Если да, то его пока там нет. Хочу настроить постепенно.

[asy]

"Это правило в SQUID.conf должно прописано?
Если да, то его пока там нет. Хочу настроить постепенно.

Нет. Учёт трафика через ulog не имеет никакого отношения к SQUID. А правило задаётся для iptables. Где именно, в общих настройках iptables, или какое-то приложение при запуске его формирует - надо смотреть. В ALT есть два штатных места для размещения правил. Одно, как у многих, /etc/sysconfig/iptables, второе - http://www.altlinux.org/Etcnet/firewall. Использоваться, по идее, должно какое-то одно.

[ans]

Нет. Учёт трафика через ulog не имеет никакого отношения к SQUID. А правило задаётся для iptables. Где именно, в общих настройках iptables, или какое-то приложение при запуске его формирует - надо смотреть.

Как правильно это сделать в данном случае?
Что получаю, что теряю при выборе РОУТЕР или ШЛЮЗ в плане безопасности?
В справке:

Роутер. В этом режиме перенаправление пакетов между сетевыми интерфейсами происходит без трансляции сетевых адресов.
Шлюз.

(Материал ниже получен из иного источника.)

PR #1020, opened 2022-10-09
Remove unwanted trigger branches from actions that generate documentation

hui1110:
As title.

### DIFF
--- a/.github/workflows/update-docs.yaml
+++ b/.github/workflows/update-docs.yaml
@@ -4,8 +4,6 @@ on:
   push:
     branches:
     - main
-    - docs
-    - 4.*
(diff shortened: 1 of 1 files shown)


.github/workflows/update-docs.yaml
```diff
@@ -6,7 +6,6 @@ on:
     - main
     - docs
     - 4.*
-    - feature/spring-cloud-azure-passwordless-connection
```
chenrujun, line 9: Does it mean we can only keep the branch itself for each branch?
For example: In `main` branch, `on.push.branches = main`.

chenrujun (approved):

В этом режиме будет настроена трансляция сетевых адресов (NAT) при перенаправлении пакетов на внешние интерфейсы. Использование этого режима имеет смысл, если у вас настроен по крайней мере один внешний и один внутренний интерфейс.

И что из этого? Есть понятное объяснение для домохозяек?

[ans]

Это  http://linuxopen.ru/2007/12/21/nastrojjka-fajjrvola.-iptables.htm  подходит для настройки iptables в кентавре?
Попробовал, но ничего не меняется. Или что-то не так делаю?

[asy]

Как правильно это сделать в данном случае?
Что получаю, что теряю при выборе РОУТЕР или ШЛЮЗ в плане безопасности?

Я не знаю - я не пользовался Альтератором. Точнее, пользовался только конфигуратором OVZ-контейнеров в server 4.0.

Это  http://linuxopen.ru/2007/12/21/nastrojjka-fajjrvola.-iptables.html  подходит для настройки iptables в кентавре? Попробовал, но ничего не меняется. Или что-то не так делаю?

Наверное не так. Тут всё стандартно. Вместо iptables-save можно использовать "service iptables save", кстати. Оно само всё в /etc/sysconfig/iptables запишет. А вот что показывает "chkconfig iptables --list" ?
Если в текущем ранлевеле off, то оно просто не применяется при старте.